# Using the Vinbrite filter



## Mark (Mar 6, 2007)

I just bottled by first wine (a VR Shiraz). Yeh!




Turned out a bit sweeter and thinner than expected, but we'll see what it's like in a month or so. Either way I'm gonna enjoy every drop of it!


Question on using the Vinbrite filter. I filtered from the carboy into my primary (because I was going to bottle from there), using my tubing from the filter to the bottom of the primary to prevent splashing. After a while it seemed like the backpressure was interfering with the flow through the filter so I took the tube off. But then the stream from the filter from the top of the primary all the way down to the wine level seemed like it was adding too much air so I sat there for the next 30 minutes or so holding the filter a few inches above the wine level to minimize splashing. Was that necessary? Does it hurt anything to just let it fall the 12 inches or so and splash into the primary?


----------



## grapeman (Mar 6, 2007)

Probably the flow slowing down was the effect of the filter filling up slightly(the pad). If you look when you are done, you will notice kind of a slimy looking deposit on the pad. I would use the tube and just allow an hour to filter the batch. If it plugs too quickly, the wine probably hadn't cleared enough. Don't rely on the filter to clean the wine- just use it to give a final shine.


Glad you are enjoying it!


----------



## Mark (Mar 6, 2007)

Thanks Appleman!


The wine was clear when I started, it's just that I haven't mastered the art of racking without picking up sediment and didn't want any in the bottles. When I was done, the filter had stopped alot of fine, slimy stuff, and it wasn't clogged because the filter output was fairly continuous through the end of the 6 gallons. It just seemed that once I had a few inches in the primary the filter's output slowed substantially when the tube was submerged.

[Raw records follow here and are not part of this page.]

PR #4008, opened 2021-06-27
Review: bug(*): fix method resolution for inner interfaces

MartinWitt:
Currently, spoon fails to resolve methods in a strange edge case, with inner interfaces. Using `CtType#getAllExecutable` on the following type produced a `spoon.SpoonException: Cannot create MethodTypingContext for method declared in different ClassTypingContext`

```java
public class BarBaz implements FooBar.Crashy {

  @Override
  public String foo() {
    return "bar!";
  }

}
```
In java, all nested interfaces are implicitly static. This fixes the method `CtType#getAllExecutables` and handles now inner interfaces correctly as implicitly static.  I'm unsure about the location of the test case, and it's contract. Any suggestions?

This bug and the minimal example was discovered/created  by @I-Al-Istannen

### DIFF
--- a/src/test/java/spoon/test/method/MethodTest.java
+++ b/src/test/java/spoon/test/method/MethodTest.java
@@ -221,15 +221,4 @@ public class MethodTest {
 				() -> method.addFormalCtTypeParameterAt(1, typeParam));
 	}
 
-	@Test
-	public void testGetAllExecutablesOnTypeImplementingNestedInterface() {
-		// contract: implicit static nested interfaces are correct handled in getAllExecutables and dont throw an error.
-		Launcher launcher = new Launcher();
-		launcher.addInputResource("src/test/resources/extendsStaticInnerType");
-		CtModel model = launcher.buildModel();
-		CtType<?> type = model.getAllTypes().stream().filter(v -> v.getSimpleName().contains("BarBaz")).findAny().get();
-		assertDoesNotThrow(() -> type.getAllExecutables());
-		// on jdk8 there are 14 types on newer 13 because a method in Object.java was removed
-		assertTrue(13 == type.getAllExecutables().size() || 14 == type.getAllExecutables().size());
-	}
 }
--- a/src/test/java/spoon/test/method/MethodTest.java
+++ b/src/test/java/spoon/test/method/MethodTest.java
@@ -222,7 +222,7 @@ public class MethodTest {
 	}
 
 	@Test
-	public void testGetAllMethodsInnerClassExtended() {
+	public void testGetAllExecutablesOnTypeImplementingNestedInterface() {
 		// contract: implicit static nested interfaces are correct handled in getAllExecutables and dont throw an error.
 		Launcher launcher = new Launcher();
 		launcher.addInputResource("src/test/resources/extendsStaticInnerType");
--- a/src/test/java/spoon/test/method/MethodTest.java
+++ b/src/test/java/spoon/test/method/MethodTest.java
@@ -18,6 +18,7 @@ package spoon.test.method;
 
 import org.junit.Test;
 import spoon.Launcher;
+import spoon.reflect.CtModel;
 import spoon.reflect.declaration.CtClass;
 import spoon.reflect.declaration.CtMethod;
 import spoon.reflect.declaration.CtParameter;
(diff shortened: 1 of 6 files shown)


src/test/java/spoon/test/method/MethodTest.java
```diff
@@ -218,4 +220,16 @@ public void test_addFormalCtTypeParameterAt_throwsOutOfBoundsException_whenPosit
 		assertThrows(IndexOutOfBoundsException.class,
 				() -> method.addFormalCtTypeParameterAt(1, typeParam));
 	}
+
+	@Test
+	public void testGetAllMethodsInnerClassExtended() {
```
slarse, line 225:
```suggestion
	public void testGetAllExecutablesOnTypeImplementingNestedInterface() {
```
?

src/test/java/spoon/test/method/MethodTest.java
```diff
@@ -218,4 +220,16 @@ public void test_addFormalCtTypeParameterAt_throwsOutOfBoundsException_whenPosit
...
+		// contract: implicit static nested interfaces are correct handled in getAllExecutables and dont throw an error.
+		Launcher launcher = new Launcher();
+		launcher.addInputResource("src/test/resources/extendsStaticInnerType");
+		CtModel model = launcher.buildModel();
+		CtType<?> type = model.getAllTypes().stream().filter(v -> v.getSimpleName().contains("BarBaz")).findAny().get();
+		assertDoesNotThrow(() -> type.getAllExecutables());
+		// on jdk8 there are 14 types on newer 13 because a method in Object.java was removed
+		assertTrue(13 == type.getAllExecutables().size() || 14 == type.getAllExecutables().size());
```
slarse, line 233: I have two comments on these assertions.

I think this calls for an experiment this weekend - I'll run a full carboy of tap water through a new filter pad and see what happens...


----------



## masta (Mar 6, 2007)

Mark,
I have a Vinbrite filter and have used it a few times to filter and don't be real concerned about the oxidation of the wine from the free fall. They are designed to be placed on top of a carboy. 


The tubing into the liquid off the bottom definitely will cause some back pressure. Even though it may be a small amount it can really make a difference since you don't have much driving force at all depending on the height of you carboy you are pulling the wine from.



Adding the extra 1/4 tsp of K-meta to your wine for extended aging as per the instructions before this process will provide extra protection and peace of mind if it really bothers you.





Congrats on the first batch in the bottle!


----------



## Mark (Mar 7, 2007)

Thanks! I think I'm still going to experiment with water just to see what happens, but its good to know that letting it fall out of the filter is OK, too. Does the k-meta have to be added before filtering or will it work just as well after? Adding it before filtering will stir up what little sediment there is at the bottom, and that's what I'm trying to get rid of...


----------



## masta (Mar 7, 2007)

If you add it when you stabilize and fine with the packets that come in the kit it will give you the added protection. But if have a kit pass this stage you certainly canadd it later.


I add it to all my kits even those I think will be consumed before 6 months.


----------



## Vaughn (Mar 7, 2007)

I wanted to throw in my 2 cents on this...


You need to be VERY careful when handling the Vinbrite before it has completed the full 6 gallons. When the unit is full of wine, any sort of preasure on theflimsy bottom of the unit can cause a tear in the filter. At that point, everything goes through the tear and very little filtering occurs. And yes, I have picked the thing up in my impatience and done this. The bad news, cloudy wine that needs to be filtered again. The good news, it takes much less time to go through the filtering cycle.


----------



## Mark (Mar 12, 2007)

I was very careful handling the filter, but mainly because I didn't want to contaminate the wine with my clean (but probably not sanitized enough) hands - never thought about tearing the filter (which didn't happen)...


There's that impatience thing again. Sure wish George could bottle that - it'd be a big seller!


Many thanks to all!


----------